▶ [ASSIGNED TASK]: Please determine the number of lines in the material below that contain the word "have", and state it alone.

*** Block opens ***

PR #19, opened 2024-08-06
Expand use_source_values to use_source_entries in add_entries()

eemeli:
Context: mozilla-l10n/firefox-l10n-source#73

### DIFF
--- a/tests/test_add_entries.py
+++ b/tests/test_add_entries.py
@@ -40,9 +40,15 @@ class TestAddEntries(TestCase):
     def test_message_changed_in_source_use_source_values(self):
         target = Resource(None, [Section((), [Entry(("foo",), "Foo 1")])])
         source = Resource(None, [Section((), [Entry(("foo",), "Foo 2")])])
-        self.assertEqual(add_entries(target, source, use_source_values=True), 1)
-        self.assertEqual(
-            target, Resource(None, [Section((), [Entry(("foo",), "Foo 2")])])
+        assert add_entries(target, source, use_source_entries=True) == 1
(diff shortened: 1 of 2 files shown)


tests/test_add_entries.py
```diff
@@ -40,9 +40,15 @@ def test_message_changed_in_source(self):
...
         target = Resource(None, [Section((), [Entry(("foo",), "Foo 1")])])
         source = Resource(None, [Section((), [Entry(("foo",), "Foo 2")])])
-        self.assertEqual(add_entries(target, source, use_source_values=True), 1)
-        self.assertEqual(
-            target, Resource(None, [Section((), [Entry(("foo",), "Foo 2")])])
+        assert add_entries(target, source, use_source_entries=True) == 1
+        assert target == Resource(None, [Section((), [Entry(("foo",), "Foo 2")])])
+
+    def test_message_comment_changed_in_source_use_source_values(self):
+        target = Resource(None, [Section((), [Entry(("foo",), "Foo", "Bar 1")])])
```
flodolo, line 47: Is `Bar 1/2` the comment here? Could we use text that helps to understand the test without chasing down code definitions (e.g. `id1`, `value1`, `Comment 1`)?

eemeli: > Is `Bar 1/2` the comment here?

Yes.

> Could we use text that helps to understand the test without chasing down code definitions (e.g. `id1`, `value1`, `Comment 1`)?

Certainly. I mostly look at these in VS Code, where the type hinting provides that info on hover. Would be happy to apply the string changes as a separate follow-up PR.

flodolo (approved):

PR #21, opened 2024-09-06
Reduce minimum external dependencies and add line positions

eemeli:
The `translate-toolkit` and `lxml` dependencies form the vast majority of the filesize footprint of the library. To reduce that:
1. Write our own .properties parser and serialiser.
2. Treat the support of XML formats (Android, XLIFF) as an optional extra, installable as `moz.l10n[xml]`.

### DIFF
--- a/moz/l10n/resource/data.py
+++ b/moz/l10n/resource/data.py
@@ -39,6 +39,34 @@ The Message value type.
 
 
 @dataclass
+class LinePos:
+    """
+    The source line position of an entry or section header.
+    """
+
+    start: int
+    """
+    The starting line of the entry or section.
+    May be less than `value` if preceded by a comment.
+    """
+
+    key: int
+    """
+    The start line of the entry or section header key or name.
+    """
+
+    value: int
+    """
+    The start line of the entry pattern or section header.
+    """
+
+    end: int
+    """
+    The line one past the end of the entry or section header.
+    """
+
+
+@dataclass
 class Metadata(Generic[M]):
     """
     Metadata is attached to a resource, section, or a single entry.
@@ -122,6 +150,12 @@ class Entry(Generic[V, M]):
     Metadata attached to this entry.
     """
 
+    linepos: LinePos | None = None
+    """
+    The parsed position of the entry,
+    available for some formats.
+    """
+
 
 @dataclass
 class Section(Generic[V, M]):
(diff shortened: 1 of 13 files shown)


flodolo:
This is code that @mathjazz ought to review, especially given the Fluent related changes.

moz/l10n/resource/data.py
```diff
@@ -38,6 +38,34 @@
...
+    """
+
+    value: int
+    """
+    The start line of the entry pattern or section header.
+    """
+
+    end: int
+    """
+    The line one past the end of the entry or section header.
```
flodolo, line 65: Why "one past"? What happens at the end of a file if there's no empty line?

flodolo:
One more question: have you checked the output of the properties serializer against `firefox-l10n-source`? What would be the diff there?

moz/l10n/resource/data.py
eemeli: Then this'll point to a line that's not there. It's the same as with character ranges; the "end" pointer is not included in the range. This works even if there's no such character (or line) actually there.

eemeli:
> One more question: have you checked the output of the properties serializer against `firefox-l10n-source`? What would be the diff there?

The only difference is that for empty messages, the new serialiser does not include a space after the `=`. In `firefox-l10n-source` this affects the following files:
- devtools/client/toolbox.properties
- dom/chrome/xslt/xslt.properties
- toolkit/chrome/global-platform/mac/platformKeys.properties
- toolkit/chrome/global/dialog.properties
- toolkit/chrome/global/intl.properties

mathjazz (commented):
Changes look good and I trust the tests.

I'm curious about [Include line positions when parsing Fluent](https://github.com/mozilla/moz-l10n/pull/21/commits/471446937b799c81dd9793d65333b60eee645c38), since it's not mentioned in the description. Are line positions required for the new properties parser and serializer and you added them to Fluent as well?

mathjazz (approved):

flodolo:
> I'm curious about [Include line positions when parsing Fluent](https://github.com/mozilla/moz-l10n/pull/21/commits/471446937b799c81dd9793d65333b60eee645c38), since it's not mentioned in the description. Are line positions required for the new properties parser and serializer and you added them to Fluent as well?

The pull request title needs updating.

Having line positions is a requirement to use moz-l10n as a linter in `mozilla-central`.

flodolo (approved):

PR #22, opened 2024-09-16
Path improvements for use in Pontoon

eemeli:
A collection of fixes to paths required by Pontoon (mozilla/pontoon#3312).

### DIFF
--- a/moz/l10n/paths/discover.py
+++ b/moz/l10n/paths/discover.py
@@ -51,7 +51,7 @@ class L10nDiscoverPaths:
     """The target base directory, with subdirectories for each locale."""
     locales: list[str] | None
     """Locales detected from subdirectory names under `base`."""
-    ref_paths: tuple[str, ...]
+    ref_paths: list[str]
     """Reference paths"""
 
     def __init__(
@@ -59,6 +59,7 @@ class L10nDiscoverPaths:
         root: str,
         ref_root: str | None = None,
         *,
+        force_paths: list[str] | None = None,
         ignorepath: str | None = ".l10n-ignore",
         source_locale: str | list[str] | None = None,
     ) -> None:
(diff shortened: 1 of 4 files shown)


moz/l10n/paths/discover.py
```diff
@@ -78,9 +58,31 @@ def __init__(
...
+
+        The reference directory has a name matching the `source_locale`
+        and contains files with extensions that appear localizable.
+
+        If `ref_root` is given, the reference directory must be within it.
+        If it does not contain a directory matching `source_locale`
+        but `ref_root` itself contains files with extensions that appear localizable,
+        it is used as the reference directory.
+
+        The default `source_locale` is `['en-US', 'en']`,
```
mathjazz, line 83: What happens with "templates"?

eemeli: Not treated as anything special. From Pontoon we [call this](https://github.com/mozilla/pontoon/pull/3312/files#diff-b18de80c1f885538e633fd3935679aa1db868c06afc4eecf9af1341df7b707aaR29) with `ref_root` set to the source repo root, which doesn't need to have any special name in order to fall back to using the repo root as the reference root.

mathjazz: How is it going to detect that https://github.com/mozilla/addons-server/tree/master/locale/templates is the source locale folder, and not https://github.com/mozilla/addons-server/tree/master/locale/en_US?

eemeli: At least for now, we'll need to call this from Pontoon with `source_locale=["templates", "en-US", "en"]` to keep its behaviour consistent.

eemeli:
I think this batch is complete for now, and I could roll out a new release once this lands. Further iteration may of course be needed later.

moz/l10n/paths/discover.py
mathjazz: Meh, I completely missed `ref_paths` was a function parameter.

mathjazz (approved):

PR #24, opened 2024-10-03
Add l10n-build-file command, fill missing messages from source

eemeli:
Three related improvements:
1. Adds a CLI command `l10n-build-one`, to replace [l10n_merge.py](https://searchfox.org/mozilla-central/source/python/mozbuild/mozbuild/action/l10n_merge.py) that's used by the m-c FasterMake backend.
2. In `l10n-build` and `l10n-build-one`, ensure that non-Fluent target files are complete by using the source as fallback.
3. Adds a per-locale summary to the `l10n-build` output.

### DIFF
--- a/moz/l10n/bin/build.py
+++ b/moz/l10n/bin/build.py
@@ -66,9 +66,7 @@ def cli() -> None:
     log_level = (
         logging.WARNING
         if args.verbose == 0
-        else logging.INFO
-        if args.verbose == 1
-        else logging.DEBUG
+        else logging.INFO if args.verbose == 1 else logging.DEBUG
     )
     logging.basicConfig(format="%(message)s", level=log_level)
 
--- a/moz/l10n/bin/build.py
+++ b/moz/l10n/bin/build.py
@@ -63,64 +63,78 @@ def cli() -> None:
     log_level = (
         logging.WARNING
         if args.verbose == 0
-        else logging.INFO if args.verbose == 1 else logging.DEBUG
+        else logging.INFO
+        if args.verbose == 1
+        else logging.DEBUG
     )
     logging.basicConfig(format="%(message)s", level=log_level)
 
-    build_targets_for_release(args.config, args.base, args.target, set(args.locales))
+    cfg_path: str = args.config
+    l10n_base: str = args.base
+    l10n_target: str = args.target
+    locales: set[str] = set(args.locales)
 
-
-def build_targets_for_release(
-    cfg_path: str, l10n_base: str, l10n_target: str, locales: set[str]
-) -> None:
     paths = L10nConfigPaths(cfg_path)
     paths.base = l10n_base
     paths.locales = None
     for (source_path, l10n_path_template), path_locales in paths.all().items():
         log.debug(f"source {source_path}")
-        try:
-            source = parse_resource(source_path)
-            source_ids = set(
-                section.id + entry.id
-                for section in source.sections
-                for entry in section.entries
-                if isinstance(entry, Entry)
-            )
-        except UnsupportedResource:
-            source_ids = None
+        source_ids = get_source_message_ids(source_path)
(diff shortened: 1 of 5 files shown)


pyproject.toml
```diff
@@ -42,6 +42,7 @@ xml = ["lxml ~= 5.0"]
 
 [project.scripts]
 l10n-build = "moz.l10n.bin.build:cli"
+l10n-build-one = "moz.l10n.bin.build_one:cli"
```
flodolo, line 45: Maybe `single` instead of `one`? For some reason, the latter sounds strange to me.

moz/l10n/bin/build_one.py
```diff
@@ -0,0 +1,69 @@
...
+
+    log_level = (
+        logging.WARNING
+        if args.verbose == 0
+        else logging.INFO if args.verbose == 1 else logging.DEBUG
+    )
+    logging.basicConfig(format="%(message)s", level=log_level)
+
+    try:
+        source_res = parse_resource(args.source)
```
flodolo, line 60: This fails badly if the resource is not a file.

moz/l10n/bin/build_one.py
```diff
@@ -0,0 +1,69 @@
...
+        makedirs(dirname(args.target), exist_ok=True)
+        write_target_file(args.source, source_res, args.l10n, args.target)
```
flodolo, line 62: And this fails badly if the target is not a file name (e.g. it's a folder).

moz/l10n/bin/build.py
```diff
@@ -67,61 +70,144 @@ def cli() -> None:
...
+            section.entries = [
+                entry
+                for entry in section.entries
+                if isinstance(entry, Entry) and section.id + entry.id in source_map
+            ]
+            msg_delta += len(section.entries)
+        msg = f"filter {name}"
+        log.info(f"{msg} ({msg_delta})" if msg_delta != 0 else msg)
+        with open(tgt_path, "w") as file:
+            for line in serialize_resource(l10n_res, trim_comments=True):
```
flodolo, line 154: I think you lost me here: you're trimming comments here, but where are you removing obsolete strings from the localized resource?

`l10n_res` hasn't been changed since `parse_resource(l10n_path) if exists(l10n_path) else None` (if the l10n resources is not empty).

flodolo:
Also, going back to our conversation on priorities, it's worth noting that this adds `NUMBER()` to localized files, so we'd need to investigate that issue before using this in production builds.

moz/l10n/bin/build_one.py
eemeli: That's kind of intentional? What else should happen if you try this with an invalid path, except getting something like a `FileNotFoundError` or an `IsADirectoryError`?

moz/l10n/bin/build.py
eemeli: The filtering of `l10n_res` contents was done here in the assignment to `section.entries` on line 145, but I refactored the Fluent handling to also be based on iterating the source, so this is out of date.

moz/l10n/bin/build_one.py
flodolo: Exit with an error without a full stack trace seems like a good solution?

eemeli:
> Also, going back to our conversation on priorities, it's worth noting that this adds `NUMBER()` to localized files, so we'd need to investigate that issue before using this in production builds.

I'll address that in a separate PR.

moz/l10n/bin/build.py
flodolo: Completely missed that `for section in l10n_res.sections` would affect `l10n_res` as an object 🤦🏼

flodolo (approved):
See note on exiting with an error instead of crashing, but otherwise this looks good (and a lot simpler)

*** Block closes ***

▶ [OUTPUT OF THE TASK]: 3